Turkish President Recep Tayyip Erdogan and US President Donald Trump agreed in a phone call overnight to coordinate action over the Daesh-controlled Syrian towns of al-Bab and Raqqa, Turkish presidential sources said on Wednesday.
The two leaders discussed issues including a safe zone in Syria for people fleeing the six-year war, the refugee crisis and the fight against terror, the sources said. They said Erdogan called on the US not to support the YPG militia in Syria.
TRT World's Hasan Abdullah in Ankara has more details on their conversation.
CIA director's visit
The Turkish sources also said CIA Director Mike Pompeo would visit Turkey on Thursday to discuss the YPG and battling the network of US-based Fethullah Gulen, whom Turkey accuses of orchestrating last July's coup attempt.

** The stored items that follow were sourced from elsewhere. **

PR #3522, opened 2026-08-21
APS-412: Let the CLI apply a config written for another version

yarka-guru:
Closes [APS-412](https://apolocloud.atlassian.net/browse/APS-412), the CLI half of [APS-405](https://apolocloud.atlassian.net/browse/APS-405).

## Problem

`apolo app configure` refused any file whose `template_version` differed from the installed app's:

```
$ apolo app configure <id> -f config.yaml
ERROR: Cannot update app: template name or version mismatch
```

The version in the file was never used for anything — `configure` sends only `display_name` and `input`, and the app stays on the version it was installed with. The console dropped the same comparison in APS-405 (#605), where measuring the catalogue showed 58% of consecutive version pairs ship a byte-identical schema and 35 of 36 templates publish moving refs like `master`, so the string tells you nothing.

## Change

The version comparison is gone. The template **name** is still checked, and says what it found:

```
ERROR: Cannot update app: it was installed from 'aws-s3' and the config is for 'shell'
```

## The part that is not just deleting a check

The app API answers **500 Internal Server Error** — not a validation error — when the input carries a field the template does not define:

```
PUT .../instances/<id>   valid input                          -> 200
PUT .../instances/<id>   same input + one undefined field     -> 500   (twice, deterministic)
POST .../instances       same input + one undefined field     -> 500
```

That is exactly what a config written for an older version usually carries: a field the newer version renamed or dropped. In the console's replay of the catalogue, about one cross-version config in four carries such a field, and `apolo app install -f` can hit this today — there is no version gate on install.

So dropping the gate alone would have swapped one bad experience for a worse one. `configure` now fetches the schema of the version the app runs and names those fields itself:

```
ERROR: Cannot update app: 26.0.0 has no s3.dockerconfigjson, gone_in_this_version.
Remove them from the config or install a version that still has them.
```

The check only reports fields the schema has no place for — everything else stays the server's business, and a template that cannot be fetched skips the check entirely rather than blocking the call.

I will raise the 500 separately against the app API; this is a client-side guard, not the fix.

## Verified on dev

Against a throwaway `aws-s3` instance installed on `26.0.0` (uninstalled afterwards):

| | before | after |
|---|---|---|
| config for `26.0.1`, app on `26.0.0` (identical schemas) | `template name or version mismatch` | **applies** |
| config for another app | same generic message | names both templates |
| config carrying `s3.dockerconfigjson` | would have been a 500 | names the field |

Read back with `apolo app get-input` after the cross-version configure:

```yaml
s3:
  bucket: aws412-reconfigured   # from the 26.0.1 file
  port: 9090
```

## Tests

Three cases against the fake server — cross-version configure sends `{display_name, input}` and nothing else, a config for another app is refused, a config with an undefined field is refused naming it — plus a unit test for the schema walk covering `$ref`/`$defs`, `anyOf` variants, nested paths, and schemas that declare no properties.

`pytest apolo-sdk` 767 passed, `mypy apolo-sdk` clean, black/isort/flake8 clean.

[APS-412]: https://apolocloud.atlassian.net/browse/APS-412?atlOrigin=eyJpIjoiNWRkNTljNzYxNjVmNDY3MDlhMDU5Y2ZhYzA5YTRkZjUiLCJwIjoiZ2l0aHViLWNvbS1KU1cifQ
[APS-405]: https://apolocloud.atlassian.net/browse/APS-405?atlOrigin=eyJpIjoiNWRkNTljNzYxNjVmNDY3MDlhMDU5Y2ZhYzA5YTRkZjUiLCJwIjoiZ2l0aHViLWNvbS1KU1cifQ

### DIFF
--- a/CHANGELOG.D/3522.feature
+++ b/CHANGELOG.D/3522.feature
@@ -1,0 +1,1 @@
+Applying a config written for another version of the same app with `apolo app configure` no longer fails on a version mismatch. Fields the installed version does not have are named instead.
--- a/apolo-sdk/src/apolo_sdk/_apps.py
+++ b/apolo-sdk/src/apolo_sdk/_apps.py
@@ -10,6 +10,7 @@ from yarl import URL
 
 from ._config import Config
 from ._core import _Core
+from ._errors import ResourceNotFound
 from ._rewrite import rewrite_module
 from ._utils import NoPublicConstructor, asyncgeneratorcontextmanager
 
@@ -97,6 +98,68 @@ class AppConfigurationRevision:
     comment: str | None
     created_at: datetime
     end_at: datetime | None
+
+
+def _resolve(schema: dict[str, Any], root: dict[str, Any]) -> list[dict[str, Any]]:
+    ref = schema.get("$ref")
+    if isinstance(ref, str) and ref.startswith("#/$defs/"):
+        target = root.get("$defs", {}).get(ref.split("/")[-1])
+        return _resolve(target, root) if isinstance(target, dict) else []
+
+    variants = schema.get("anyOf") or schema.get("oneOf")
+    if isinstance(variants, list):
+        return [
+            resolved
+            for variant in variants
+            if isinstance(variant, dict)
+            for resolved in _resolve(variant, root)
+        ]
+
+    return [schema]
+
+
+def undefined_input_fields(
+    schema: dict[str, Any] | None,
+    value: Any,
+    root: dict[str, Any] | None = None,
+    prefix: str = "",
+    depth: int = 0,
+) -> list[str]:
+    """Paths in ``value`` that ``schema`` does not define.
+
+    The app API answers 500 rather than a validation error when it is given a
+    field the template does not have, which is what a config written for
+    another version of the same app usually carries.
+    """
+    if not isinstance(schema, dict) or not isinstance(value, dict) or depth > 10:
+        return []
+
+    root = root if root is not None else schema
+    variants = _resolve(schema, root)
+
+    known: dict[str, dict[str, Any]] = {}
+    for variant in variants:
+        properties = variant.get("properties")
+        if isinstance(properties, dict):
+            for name, definition in properties.items():
+                if isinstance(definition, dict):
+                    known.setdefault(name, definition)
+
+    if not known:
+        return []
+
+    undefined = []
+    for name, nested in value.items():
+        path = f"{prefix}.{name}" if prefix else name
+        definition = known.get(name)
+        if definition is None:
+            undefined.append(path)
+        else:
+            undefined.extend(
+                undefined_input_fields(definition, nested, root, path, depth + 1)
+            )
+
+    return undefined
 
 
 @rewrite_module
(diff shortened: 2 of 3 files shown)


yarka-guru:
## Second opinion from Codex, and what it changed (`8c4d75dc`)

Ran this diff past Codex as a second reviewer, then checked each finding against the real catalogue schemas before believing any of it. Three of five were real, and the catalogue says two of those are the common case rather than an edge:

| finding | occurrences in the catalogue | effect |
|---|---|---|
| array elements were never walked | **188** arrays of objects | a stale key inside one still reached the API and hit the 500 this exists to prevent |
| a property several union variants define was read against the first one only | **305** such properties | a key valid under a later variant was reported undefined, refusing a config that would have applied |
| schemas accepting extra keys treated as closed | **31** use `additionalProperties` | legal keys reported too |

All three are fixed, each with a test. Behaviour now:

```
real config vs its own version   []
renamed field vs v26.8.0         ['image.dockerconfigjson']
stale key inside an array        ['networking.ports.0.old_flag']     <- was missed
key from the second variant      []                                  <- was a false positive
key under additionalProperties   []                                  <- was a false positive
```

Codex also pointed out that only a 404 from the template read was tolerated, so a 403, a timeout or a 500 there would have refused a call the server would have accepted. Any failure to read the schema now skips the check — it is a courtesy and must never stand between the user and a valid call.

Not changed, deliberately: `allOf`, `patternProperties` and refs outside `#/$defs/` are unhandled, and the catalogue has **zero** of each. Their failure mode is a missed field, which is where we already were.

771 SDK tests, mypy/flake8/isort/black clean.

The White House said President Trump "reiterated US support to Turkey as a strategic partner and a NATO ally, and welcomed Turkey's contributions to the counter-ISIS [Daesh] campaign."
The two countries enjoy a "close, long-standing relationship" and they have a "shared commitment to combating terrorism in all its forms," the White House quoted Trump as saying.
Tuesday's phone call, the first by the leaders of the two NATO members since Trump took office as US president on January 20, lasted 45 minutes, according to Daily Sabah.
Looking to better US relations
Relations between the two countries strained during the administration of former US President Barack Obama.
Following the July 15, 2016 coup attempt in Turkey, Ankara requested the extradition of Fethullah Gulen for his alleged role in the failed putsch. The US has yet to make a ruling on the request. Gulen denies any involvement in the coup attempt.
US backing for Syrian Democratic Forces (SDF) in Syria has also frustrated Turkey.
The SDF is dominated by the YPG, the armed wing of the PYD (Democratic Union Party), a Syrian offshoot of the PKK, listed as a terrorist organisation by Turkey, the US and EU and responsible for bombings and assassinations in Turkey before and after a 2-1/2-year resolution process that collapsed in July 2015.